WORK TASK: Within the records below, filter for lines carrying the word "just" and copy them.

┌─ SUPPLIED RECORDS

PR #238, opened 2018-08-25
Fix report_xlsx for printing from wizards

### LINKED ISSUE #237: 11.0 Bug affecting report_xml and report_xlsx unable to use with wizard
Ordinarily wizards pass their options in data, however the way qwebactionmanager.js is structured `data` is never passed to `report_routes` due to a switch on context.active_ids.

I am no js expert, however to resolve in report xlsx I changed qwebactionmanager.js to:
```javascript
ActionManager.include({
    ir_actions_report: function (action, options){
        var self = this;
        var cloned_action = _.clone(action);
        if (cloned_action.report_type === 'xlsx') {
            framework.blockUI();
            var report_xlsx_url = 'report/xlsx/' + cloned_action.report_name;
            if (_.isUndefined(cloned_action.data) || _.isNull(cloned_action.data) || (_.isObject(cloned_action.data) && _.isEmpty(cloned_action.data))) {
                if(cloned_action.context.active_ids) {
                    report_xlsx_url += '/' + cloned_action.context.active_ids.join(',');
                }
            } else {
                report_xlsx_url += '?options=' + encodeURIComponent(JSON.stringify(cloned_action.data));
                report_xlsx_url += '&context=' + encodeURIComponent(JSON.stringify(cloned_action.context));
            }
            self.getSession().get_file({
                url: report_xlsx_url,
                data: {data: JSON.stringify([
                    report_xlsx_url,
                    cloned_action.report_type
                ])},
                error: crash_manager.rpc_error.bind(crash_manager),
                success: function (){
                    if(cloned_action && options && !cloned_action.dialog){
                        options.on_close();
                    }
                }
            });
            framework.unblockUI();
            return;
        }
        return self._super(action, options);
    }
});
});
```
Which roughly mimics make_report_url without the map function https://github.com/odoo/odoo/blob/5dc180a3ea50083c88399a58ee07cd130fa8289d/addons/web/static/src/js/report/qwebactionmanager.js#L43

The only real change is to check for data before defaulting to context.active_ids.

I'm really lost on js so haven't made PR but can do.

gdgellatly:
Resolves #237 by checking for data first in calling action typically `report_action` from wizard button.

Note report_xml will need the same fix for at least qwebactionmanager.js

### DIFF
--- a/report_xlsx/__manifest__.py
+++ b/report_xlsx/__manifest__.py
@@ -7,9 +7,9 @@
     'author': 'ACSONE SA/NV,'
               'Creu Blanca,'
               'Odoo Community Association (OCA)',
-    'website': "http://github.com/oca/reporting-engine",
+    'website': "https://github.com/oca/reporting-engine",
     'category': 'Reporting',
-    'version': '11.0.1.0.2',
+    'version': '11.0.1.0.3',
     'license': 'AGPL-3',
     'external_dependencies': {
         'python': [
--- a/report_xlsx/report/report_xlsx.py
+++ b/report_xlsx/report/report_xlsx.py
@@ -17,8 +17,30 @@ except ImportError:
 class ReportXlsxAbstract(models.AbstractModel):
     _name = 'report.report_xlsx.abstract'
 
+    def _get_objs_for_report(self, docids, data):
+        """
+        Returns objects for xlx report.  From WebUI these
+        are either as docids taken from context.active_ids or
+        in the case of wizard are in data.  Manual calls may rely
+        on regular context, setting docids, or setting data.
+
+        :param docids: list of integers, typically provided by
+            qwebactionmanager for regular Models.
+        :param data: dictionary of data, if present typically provided
+            by qwebactionmanager for TransientModels.
+        :param ids: list of integers, provided by overrides.
+        :return: recordset of active model for ids.
+        """
+        if docids:
+            ids = docids
+        elif data and 'context' in data:
+            ids = data["context"].get('active_ids', [])
+        else:
+            ids = self.env.context.get('active_ids', [])
+        return self.env[self.env.context.get('active_model')].browse(ids)
+
     def create_xlsx_report(self, docids, data):
-        objs = self.env[self.env.context.get('active_model')].browse(docids)
+        objs = self._get_objs_for_report(docids, data)
         file_data = BytesIO()
         workbook = xlsxwriter.Workbook(file_data, self.get_workbook_options())
         self.generate_xlsx_report(workbook, data, objs)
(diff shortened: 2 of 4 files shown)


report_xlsx/__manifest__.py
```diff
@@ -9,7 +9,7 @@
               'Odoo Community Association (OCA)',
     'website': "http://github.com/oca/reporting-engine",
```
elicoidal: https

elicoidal (approved):
LGTM

report_xlsx/report/report_xlsx.py
```diff
@@ -17,8 +17,37 @@
 class ReportXlsxAbstract(models.AbstractModel):
     _name = 'report.report_xlsx.abstract'
 
+    def _get_objs_for_report(self, docids, data, ids=None):
```
pedrobaeza: Why the extra `ids` arg?

gdgellatly: The only reason was to allow for a clean inheritance chain if a wizard in particular wanted to use something other than data["context"]["active_ids"] to determine the active records for a report, it could pass ids and skip the logic in this functions.

I have no personal use for it.

EDIT: Come to think of it, it could just set docids anyway and it would stay clean, so what do you think? Remove it?

gdgellatly: @pedrobaeza I removed it, you are right, not really needed.

report_xlsx/__manifest__.py
gdgellatly: @elicoidal Wasn't part of my commit but had to update for Pedro so just did this as well

pedrobaeza (approved):

report_xlsx/report/report_xlsx.py
```diff
@@ -17,8 +17,30 @@
...
+            qwebactionmanager for regular Models.
+        :param data: dictionary of data, if present typically provided
+            by qwebactionmanager for TransientModels.
+        :param ids: list of integers, provided by overrides.
+        :return: recordset of active model for ids.
+        """
+        if docids:
+            ids = docids
+        elif data and 'context' in data:
+            ids = data["context"].get('active_ids', [])
```
sbidoul, line 37: would it make sense to get `active_model` from `data['context']` instead of `self.env.context` in this case

pedrobaeza: Agh, sorry, I have already merged it.

gdgellatly:
@sbidoul @pedrobaeza You would think so, but actually no.  When you call report_action it sets the active_model context to the model of the report and doesn't actually populate data["context"].  It is the way it is handled upstream.  I'll find the reference code I used and link here later.

Ahh I took the ids logic from upstream, actually it is render_xlsx of this module that sets active_model.  Other renderings e.g. render_qweb_pdf use self.model of the report name to determine model, which is probably better, but a behaviour change.

sbidoul:
Ok, thanks! :+1:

└─

YOUR RESPONSE:
EDIT: Come to think of it, it could just set docids anyway and it would stay clean, so what do you think? Remove it?
gdgellatly: @elicoidal Wasn't part of my commit but had to update for Pedro so just did this as well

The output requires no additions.